Mientras narraba su terrible historia, el cielo, al oriente, comenzó a iluminarse, y todos los detalles de la habitación fueron apareciendo con mayor claridad. Harker permanecía inmóvil y en silencio, pero en su rostro, conforme el terrible relato avanzaba, apareció una expresión grisácea que fue profundizándose a medida que se hacía más clara la luz del día; cuando el resplandor rojizo del amanecer se intensificó, su piel resaltaba, muy oscura, contra sus cabellos, que se le iban poniendo blancos.

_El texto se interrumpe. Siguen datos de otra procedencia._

PR #11707, opened 2020-06-15
Move the derived status method into the core/status package.

howbazaar:
Add a Status method to the Application type in core/cache, and have
it use the derived status of the units if the application status
value is Unset.

This work is a prelude to a more efficient allwatcher handling of unit status values when no application status has been set.

### DIFF
--- a/core/cache/application_test.go
+++ b/core/cache/application_test.go
@@ -5,7 +5,9 @@ package cache_test
 
 import (
 	"sync"
+	"time"
 
+	jc "github.com/juju/testing/checkers"
 	"github.com/juju/worker/v2/workertest"
 	"github.com/prometheus/client_golang/prometheus/testutil"
 	gc "gopkg.in/check.v1"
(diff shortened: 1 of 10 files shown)


core/cache/application_test.go
```diff
@@ -79,6 +81,147 @@ func (s *ApplicationSuite) TestConfigWatcherChange(c *gc.C) {
...
+		Status: value,
+		Since:  &when,
+	}
+}
+
+func (s *ApplicationSuite) TestStatusWhenSet(c *gc.C) {
+	model := s.NewModel(cache.ModelChange{
+		Name: "test",
+	})
+	appStatus := s.status(status.Active, time.Now())
```
wallyworld, line 95: maybe make this "maintenance" or something other than "active" as that has special logic
or do both?

howbazaar: While "active" has special meaning to us, inside this package it has no special meaning at all.

howbazaar:
$$merge$$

Hemos tomado disposiciones para permanecer siempre uno de nosotros atento al llamado de la infeliz pareja, hasta que podamos reunirnos todos y dispongamos todo lo necesario para entrar en acción. Estoy seguro de que el sol no se elevará hoy sobre ninguna casa que esté más sumida en la tristeza que ésta.

XXII
Del diario de Jonathan Harker

3 de octubre.
Tengo que hacer algo, si no quiero volverme loco; por eso estoy escribiendo en este diario. Son ahora las seis de la mañana, y tenemos que reunirnos en el estudio dentro de media hora, para comer algo, puesto que el doctor Seward y el profesor van Helsing están de acuerdo en que si no comemos nada no estaremos en condiciones de hacer nuestro mejor trabajo. Dios sabe que hoy necesitaremos dar lo mejor de cada uno de nosotros. Tengo que continuar escribiendo, cueste lo que cueste, ya que no puedo detenerme a pensar. Todo, los pequeños detalles tanto como los grandes, debe quedar asentado; quizá los detalles insignificantes serán los que nos sirvan más, después. Las enseñanzas, buenas o malas, no podrán habernos hecho mayor daño a Mina y a mí que el que estamos sufriendo hoy. Sin embargo, debemos tener esperanza y confianza. La pobre Mina me acaba de decir hace un momento, con las lágrimas corriéndole por sus adoradas mejillas, que es en la adversidad y la desgracia cuando debemos demostrar nuestra fe… Que debemos seguir teniendo confianza, y que Dios nos ayudará hasta el fin. ¡El fin! ¡Oh, Dios mío! ¿Qué fin…? ¡A trabajar! ¡A trabajar!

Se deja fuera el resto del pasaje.